Post-Petition Lenders: Does Your Super-Priority Claim Trump Post Conversion Expenses?

 
October 26, 2016

Key points: 

  • While DIP Lenders rightfully negotiate for super-priority administrative expenses which trump post conversion chapter 7 administrative expenses, these provisions are not uniformly enforced. 
  • DIP Lenders should require the inclusion of specific language providing that section 364(c)(1) super-priority claims have priority over chapter 7 administrative expense claims, including those to be incurred by a chapter 7 trustee above the agreed upon “burial expenses.” 

Lenders who provide post-petition financing (also known as debtor-in-possession financing) and who grant debtors authority to use their cash collateral, routinely require that the U.S. bankruptcy court’s approval orders grant them super-priority administrative expenses status. This includes priority over all such expenses to be incurred should the case be converted to a chapter 7 case, subject to an agreed upon carve-out for a chapter 7 trustee costs and expenses, i.e. “burial expenses.” As a provision approved by the bankruptcy court, lenders hope and assume that it will be respected when challenged by the chapter 7 trustee. But, does it? A review of the case law on the issue by the In re Packaging Systems, LLC court teaches us that the answer is maybe.1 

The bankruptcy code provisions at issue, sections 364(c)(1) and 726(b), do not directly address one another. Section 364(c)(1) authorizes the court to grant the lender an administrative expense claim with priority over all administrative expenses specified in section 503(b) and 507(b) of the bankruptcy code (which include the administrative expenses of a chapter 7 trustee). Section 726(b), in turn, provides that in a case converted to chapter 7, the administrative expenses incurred post conversion have priority of those incurred pre conversion. 
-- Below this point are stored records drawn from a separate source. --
PR #7036, opened 2026-09-14
fix(observe): update the terminal capture's cache entry in place and make settle polls side-effect-free

### LINKED ISSUE #6932: Embedded observation settle poll should be a side-effect-free hierarchy read
Follow-up from the Codex review of [#6890](https://github.com/kaeawc/auto-mobile/pull/6890). After several review rounds on the same mechanism the PR is being merged as-is (anti-thrash decision) and the remaining findings are tracked here so they can be addressed structurally rather than one fence at a time.

### `src/server/embeddedObservationSettle.ts:81`
**Fence recomposition setup with the settle deadline**

When Android recomposition tracking was not configured before this gate—for example, after CtrlProxy disconnects—each poll enters `HierarchyCollector.collect` and calls `configureRecompositionTracking(true)` before reading the hierarchy. That reaches `CtrlProxyHierarchy.setRecompositionTrackingEnabled`, whose bare `ensureConnected(perf)` can consume the five-second handshake budget without observing this combined signal, so the advertised one-second gate can still block for several seconds. Fresh evidence beyond the earlier `getLatestHierarchy` handshake fix is this preceding configuration path; either forward the deadline into it or skip recomposition setup for settle polls.

### `src/server/embeddedObservationSettle.ts:78`
**Skip recomposition accounting in hidden settle polls**

On Compose hierarchies containing recomposition annotations, every call to this full `RealObserveScreen` settle delegate runs `RecompositionTracker.processObservation`, which advances the singleton baseline, inserts `recomposition_metrics` rows, and emits telemetry for each hidden poll. The adopted observation's `recompositionSummary.sinceLastObservation` consequently measures only since the immediately preceding hidden poll—often reporting zero—while persisted telemetry is duplicated, corrupting performance results. Add an intermediate-poll option that skips recomposition processing and process the adopted terminal capture once.

### `src/server/embeddedObservationSettle.ts:97`
**Refresh screenshot evidence after adopting a later capture**

When automatic post-action screenshots or accessibility auditing are enabled, the handler captures its terminal screenshot before this after-call gate runs, while settle polls explicitly skip screenshots. If these lines adopt a later settled hierarchy, the response and session hierarchy cache describe that later frame but the latest-screenshot resource still exposes the handler's earlier, potentially half-inflated frame, so visual evidence and element bounds can disagree. Recapture once for an adopted terminal observation when screenshot evidence was requested, or invalidate the older screenshot.

### LINKED ISSUE #7020: Follow-up (#6999 round 6): <sub><sub>![P2 Badge](https://img.shields.io/badge/P2-yellow?style=flat)</sub></sub>  Update the terminal capture's existing cache entry
Round-6 review finding on the observe settle-poll change merged via #6999 (issue #6932). Rounds 1-5 cover admissible-evidence gating, deferred metric persistence, abort checks around the handshake, the generation fence, deferred-write ordering, and host-clock recency. Deferred here per the release cut to stop review churn.

Thread quoted verbatim from [#6999](https://github.com/kaeawc/auto-mobile/pull/6999):

### `src/features/observe/ObserveScreen.ts:1030`

> **<sub><sub>P2 Badge</sub></sub>  Update the terminal capture's existing cache entry**
> 
> When observation collection takes at least one host-clock tick, `execute()` has already cached this same object at completion, while the deferred write receives its earlier poll-start timestamp; this condition therefore mistakes the capture's own entry for a newer capture and skips reserialization. Memory appears updated because it shares the mutated object, but disk still lacks `recompositionSummary` and per-node metrics, so a daemon restart within the cache TTL reloads incomplete data. Fresh evidence beyond the earlier persistence comment is that the newly added host-time recency guard now rejects the same capture's update; compare capture identity separately and update its existing entry while still rejecting genuinely newer captures.
> 
> Useful? React with 👍 / 👎.

kaeawc:
Two observe-pipeline fixes under one rule: observation identity `(deviceId, observationId, hostCachedAt, generation)` keys every cache write, and settle polls are read-only.

**[#7020](https://github.com/kaeawc/auto-mobile/issues/7020)**: `ObserveScreen.cacheObserveResult`'s deferred write compared its poll-start `cachedAt` against the store's newest entry, which, once collection spanned a host-clock tick, was the same capture's own completion-time entry written by `execute()`; the guard read its own capture as "a newer one exists" and dropped the deferred write, and even when it did not, the write keyed by the earlier timestamp created a second entry that could never become newest. Fixed by minting a stable `observationId` per capture (through the injected `IdGenerator`) and having `FileSystemObserveCacheStore.put()` update an entry with a matching `observationId` in place (same key, same file, unchanged recency); the skip guard fires only for a genuinely different, strictly newer observation. Disk-cache recency now reads the timestamp embedded in the filename rather than mtime, since in-place updates rewrite mtime.

**[#6932](https://github.com/kaeawc/auto-mobile/issues/6932)**: the embedded settle poll still called `configureRecompositionTracking(true)` (a live CtrlProxy handshake that can burn the settle budget) and wrote directly to the observe cache on every intermediate poll. `HierarchyCollector.collect` gains a `readOnly` flag derived from the existing `skipRecompositionTracking` option, which now also gates `execute()`'s own cache write; intermediate polls touch neither tracking configuration, telemetry, nor the cache, and the deferred write from `ObservePoll.finalize()` is the only write for a settle-gated capture. The screenshot-refresh item on #6932 was out of scope.

Overlap note: [#7000](https://github.com/kaeawc/auto-mobile/pull/7000) also mints `observationId` in `createBaseResult` and makes it required; this branch adds it as optional. #7000 merges first and this branch reconciles onto it before merge.

Tests: stable id per capture; skip versus update-in-place; read-only versus ordinary execute side effects; disk-backed update-in-place across a store reload. Observe, settle and lint suites: 3037 pass.

Closes #7020
Closes #6932


kaeawc:
Reconciled onto main after #7000 merged: one `observationId` mint in `createBaseResult` using main's injected `IdGenerator`, the field stays required, and this branch's update-in-place cache write, stale-write skip and read-only settle gating are intact. Observe, resource, settle and lint suites: 3097 pass.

In the Packaging Systems case, the Debtor and Harborcove Financial, LLC were parties to a factoring and security agreement. After the Debtor filed for chapter 11, the court approved the assumption by the Debtor of its agreement with Harborcove. The order approving the assumption granted Harborcove a super-priority administrative expense claim under section 364(c)(1). Without specifically mentioning possible post conversion expenses, the order provided Harborcove with priority “over any and all administrative expenses incurred and priority claims arising in this case…” A year after entry of the order, the case was converted to chapter 7 and a chapter 7 trustee was appointed. The trustee eventually recovered funds through avoidance actions, and sought to distribute the funds recovered to post conversion chapter 7 administrative expense claimants instead of Harborcove, asserting that chapter 7 administrative expense claims take priority over Harborcove’s 364(c)(1) claim. Harborcove objected, arguing that all post conversion chapter 7 administrative expense claims are subordinated to its super-priority 364(c)(1) claim. 

Surveying the case law on the subject shows a split among the courts. Some courts hold that section 364(c)(1) gets priority because it specifically addresses “all administrative expenses,” while section 726(b) fails to address section 364(c)(1). Another court reached the same result but held that section 364(c)(1) claims are not administrative expense claims but an entirely separate class of claims with priority over administrative expense claims. Other courts disagree and hold that the plain meaning of the bankruptcy code is clear, and section 726(b) provides priority for post conversion claims to pre conversion claims. 

The Packaging Systems court sided with the courts that give priority to super-priority administrative expenses approved under section 364(c)(1). The court found the language of the two provisions to be clear, and held that a chapter 7 trustee must take account of the existence of pre conversion administrative expense claims in determining how to administer the case. Translation: chapter 7 trustees should not incur significant costs and expenses without first determining whether there are sufficient assets to compensate them for the work they are about to do. 

But, there is twist. Recall that the assets recovered by the chapter 7 trustee resulted from avoidance actions brought by the trustee. However, the order approving the assumption of the factoring agreement carved-out avoidance actions from the collateral securing Harborcove’s claims. And without the trustee’s pursuit of avoidance actions, Harborcove would have been entitled to nothing. In the court’s view, Harborcove is entitled to a super-priority claim, but not to a windfall. Resorting to equity, the court allowed the trustee to recover costs and expenses incurred only in the pursuit of the avoidance actions. 

The takeaway is that while DIP Lenders rightfully negotiate for super-priority administrative expenses which trump post conversion chapter 7 administrative expenses, these provisions are not uniformly enforced. Nonetheless, it is recommended to require the inclusion of specific language providing that section 364(c)(1) super-priority claims have priority over chapter 7 administrative expense claims, including those to be incurred by a chapter 7 trustee above the agreed upon “burial expenses.” 

Finally, an issue that was unaddressed by Packaging Systems, is whether a chapter 7 trustee is bound by orders that were entered before, and have direct effect on his or her appointment. We leave this issue for another day.

Read the Packaging Systems letter decision here » 

Footnotes 

1) Case No. 12-18864 (CMG) (Bankr. D. N.J. Sept. 30, 2016) [Docket No. 194].